Requirement: The required answer is every line of the data containing the word "params".

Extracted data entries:
[Start of section]

PR #1397, opened 2023-02-07
feat: add distance search properties

meelrossi:
- Add two new properties to be able to search land by its distance to an important point. 
-- `searchDistanceToPlaza`: will have the distance the parcel/estate to the nearest plaza. If theere are no plaza in a distance less than 9 tiles away then this values will be null
-- `searchAdjacentToRoad`: will be true if the parcel is next to a road and false if it isn't. In case of estates it will be true if any parcel that belongs to the state is next to a road.

- Add `proximity.ts` file that includes all parcel coords with its distances to plaza and road. This is to save execution time when doing the indexing of the graph. We are only saving the parcels which are adjacent to a road or have a min distance to a plaza that is smaller than 9 tiles. This is to reduce the size of the proximity file as well as to not exceed the max size of the map that was causing the subgraph to not be able ot compile correctly


indexer/src/handlers/estate.ts
```diff
@@ -1,152 +1,202 @@
...
+  getParcelDistances,
+  shouldRecalculateMinDistance,
+} from "../modules/estate";
+import * as categories from "../modules/category/categories";
+import * as addresses from "../data/addresses";
 
 export function handleCreateEstate(event: CreateEstate): void {
-  let estateId = event.params._estateId.toString()
-  let data = event.params._data.toString()
+  let estateId = event.params._estateId.toString();
```
juanmahidalgo, line 26: can we revert the prettier changes in these files? it added a lof of `;` 😅

juanmahidalgo (dismissed):
looks great @meelrossi! great job 👏

juanmahidalgo (approved):

PR #210, opened 2026-06-27
Disallow registration of harnesses with empty IDs

rakyll:


rakyll:
Empty registration is used for default harness selection.

Issue #194, opened 2026-06-26
Antigravity harness read and apply configs from rpc requests


wjjclaud:
Currently, in ax/python/antigravity/harness_server.py, we maintain a map of conversation_id->agent. We need to be able to update the agent if a new config is coming from the HarnessRequest.

- Read the harness config from request.start.harness_config, and parse the bytes into JSON.
  - We need to decide what configs are accepted. E.g. model, sys instruction, mcp servers, etc.
- For new conversation, just use the config to create an agent.
- For an existing conversation_id, apply the config to the existing agent. Antigravity may not support mutation. So we probably need something like creating a new agent and inheriting the historical sessions.

rakyll:
@joycel-github  What's the status of this issue? This is one of the main blockers to release 0.2.0.

joycel-github:
done by #289 #295 #301

PR #223, opened 2026-06-29
antigravity: forward GOOGLE_CLOUD_{PROJECT,LOCATION} env to AGY config

### LINKED ISSUE #225: antigravity: PyPI 0.1.5 wheel updated 2026-06-25 with breaking API change; PR #223 broken against current PyPI
## TL;DR
PyPI `google-antigravity==0.1.5` was **re-published on 2026-06-25** with the breaking change that removed `GeminiConfig` (originally [google3 cl/930314305](http://cl/930314305), 2026-06-16). The version number did not change. `ax/python/antigravity/requirements.txt` pins `==0.1.5`, so `pip install` now retrieves the new API. **PR #223 is broken against the current PyPI wheel.**

Verified locally: `pip install --index-url https://pypi.org/simple/ google-antigravity==0.1.5` then `pytest python/antigravity/harness_server_test.py` → 9/18 tests fail with `AttributeError: 'LocalAgentConfig' object has no attribute 'gemini_config'`.

## Why we didn't see it
The dev venv (`~/ax/.venv-agy`) had the older PyPI `0.1.2` wheel installed on 2026-06-23. Force-reinstalling `0.1.5` from public PyPI reproduces the failure.

## What changed in the new wheel
- `GeminiConfig` class deleted
- `LocalAgentConfig.gemini_config` field removed
- `vertex`, `project`, `location`, `api_key` moved to top-level `LocalAgentConfig` fields (already existed as shorthand, now the only storage)
- AGY validation moved from `local_connection._validate_connection` (reading `gemini_config`) to per-endpoint `VertexEndpoint.validate_endpoint()` / `GeminiAPIEndpoint.validate_endpoint()`

## Fix for PR #223
Rewrite the two functions to use the new top-level API:

```python
def _apply_vertex_env(config) -> None:
    if not _env_use_vertex():
        return
    config.vertex = True
    config.project = os.environ.get("GOOGLE_CLOUD_PROJECT", "")
    config.location = os.environ.get("GOOGLE_CLOUD_LOCATION", "")
    # ...missing-check + print same as before, but read from config.{project,location}
```

`_has_credentials` similarly: drop the `gemini_config` indirection, read `getattr(config, "vertex", False)` / `getattr(config, "project", None)` etc. directly. Update tests accordingly.

## Open question
AGY SDK team published a breaking change under the same `0.1.5` version. Should ax pin to a wheel hash to prevent silent breakage, or coordinate with the team to bump to `0.2.0`?

joycel-github:
## Summary
The README documents `GOOGLE_CLOUD_PROJECT` / `GOOGLE_CLOUD_LOCATION` / `GOOGLE_GENAI_USE_VERTEXAI=True` as the way to run the antigravity sidecar against Vertex AI, but the AGY SDK does not read these env vars — it requires `vertex`/`project`/`location` explicitly on `LocalAgentConfig`. After [#177](https://github.com/google/ax/pull/177) bumped to `google-antigravity==0.1.5` (which restructured the config API), this surfaces as: user sets all 3 documented env vars → `ax exec` fails per-request with `A Gemini API key is required.`

This PR makes the sidecar read those env vars at startup and pass them to `LocalAgentConfig.__init__` so AGY's `@model_validator` picks them up. Also moves credential validation from per-request to startup with a single exit point in `main()` for symmetry with the vertex env validation.

## Why pass to `__init__` rather than mutate
AGY's `_apply_shorthand_configs` runs once at construction (as a `@pydantic.model_validator(mode="after")`). Post-init mutation of `config.{vertex,project,location}` does NOT regenerate `config.models`, so AGY's per-endpoint `validate_endpoint()` still sees the default `GeminiAPIEndpoint(api_key=None)` and rejects the request. Passing via `__init__(**_vertex_kwargs_from_env())` lets the validator generate the correct `VertexEndpoint(project=..., location=...)`.

## Changes
- `python/antigravity/harness_server.py`:
  - New `_env_use_vertex()` helper (env flag check).
  - New `_vertex_kwargs_from_env()` — returns `dict` of `{vertex, project, location}` from env, or `{}` if env doesn't request Vertex. Raises `ValueError` if Vertex requested but project/location missing.
  - `_build_default_config()` calls `LocalAgentConfig(..., **_vertex_kwargs_from_env())` so env values flow through AGY's `__init__` validators.
  - `_has_credentials` rewritten to mirror AGY's per-endpoint validation: only `GEMINI_API_KEY` env, `config.api_key`, or `config.vertex=True + config.{project,location}` (dropped `GOOGLE_API_KEY` and per-model api_keys; AGY doesn't accept them).
  - Credential check moved from per-request (`_run_turn`) to startup (`main`); single try/except in `main()` is the only exit point — helpers raise `ValueError`, `main` prints `ERROR: ...` to stderr and exits 1.
  - Replaced `loaded_config` module global with `_build_default_config()` factory injected into the servicer constructor. TODOs mark where #194's per-request `harness_config` layering will plug in.
  - Renamed module-private helpers to `_`-prefix (`_serve`, `_enhance_config_from_env`, `_resolve_localhost`).
- `python/antigravity/harness_server_test.py`:
  - 6 vertex env tests + 1 end-to-end `_build_default_config_picks_up_vertex_env` test + 2 credential tests (vertex requires project+location; Express Mode) + 2 servicer DI tests.
  - Existing tests updated to inject config via constructor (no module-global mutation).

## Verification

**Unit tests:** 17/17 pass against `google-antigravity==0.1.5` (current PyPI wheel, uploaded 2026-06-25). `go build` + `go test`: clean.

**End-to-end via `ax exec` → `ax serve` → sidecar → AGY → Vertex AI:**

| Scenario | Env | Result |
|---|---|---|
| Vertex happy path | `GOOGLE_GENAI_USE_VERTEXAI=True` + `GOOGLE_CLOUD_PROJECT=cloud-ai-agentic-coding` + `GOOGLE_CLOUD_LOCATION=global` | Sidecar boots: `Vertex AI backend configured: project=... location=...`. `ax exec "capital of France?"` → real Vertex/Gemini response: `Paris is the capital of France.` |
| Vertex + missing PROJECT | `GOOGLE_GENAI_USE_VERTEXAI=True` + `GOOGLE_CLOUD_LOCATION=us-east1` | Exits 1 at startup: `ERROR: Vertex AI backend requested but missing required config: project (set GOOGLE_CLOUD_PROJECT)` |
| No credentials | (none) | Exits 1 at startup: `ERROR: No Gemini credentials configured. Set GEMINI_API_KEY (AI Studio) or GOOGLE_GENAI_USE_VERTEXAI=True + GOOGLE_CLOUD_{PROJECT,LOCATION} (Vertex AI).` |

Sidecar log: `[gRPC] Running chat query` → `[gRPC] Turn completed successfully`. No mocked-tool involvement — response is real model output from Vertex AI.

## Out of scope
- Per-request `harness_config` layering (#194) — TODO markers placed.
- Substrate path: deployed via baked image / actor template, no env forwarding needed.

Closes #225.

### DIFF
--- a/python/antigravity/harness_server.py
+++ b/python/antigravity/harness_server.py
@@ -22,6 +22,7 @@ import asyncio
 import logging
 import os
 import sys
+from typing import TypedDict
 import grpc
 from grpc_health.v1 import health, health_pb2, health_pb2_grpc
 from google.protobuf.struct_pb2 import Struct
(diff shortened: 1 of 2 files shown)


python/antigravity/harness_server.py
```diff
@@ -52,59 +52,110 @@ def get_weather(city: str) -> str:
...
-    use_vertex = (
+def _env_use_vertex() -> bool:
+    """True if env requests the Vertex AI backend (vs. AI Studio API key)."""
+    return (
         os.environ.get("GOOGLE_GENAI_USE_VERTEXAI", "").lower() in ("true", "1") or
         os.environ.get("GOOGLE_GENAI_USE_ENTERPRISE", "").lower() in ("true", "1")
     )
-    if has_api_key or use_vertex:
+
+def _vertex_kwargs_from_env() -> dict:
```
rakyll: Instead of dict, would you instead introduce a type so we have some type checking.

rakyll (approved):

python/antigravity/harness_server.py
joycel-github: good point. done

[End of section]

Answer for the task:
-  let estateId = event.params._estateId.toString()
-  let data = event.params._data.toString()
+  let estateId = event.params._estateId.toString();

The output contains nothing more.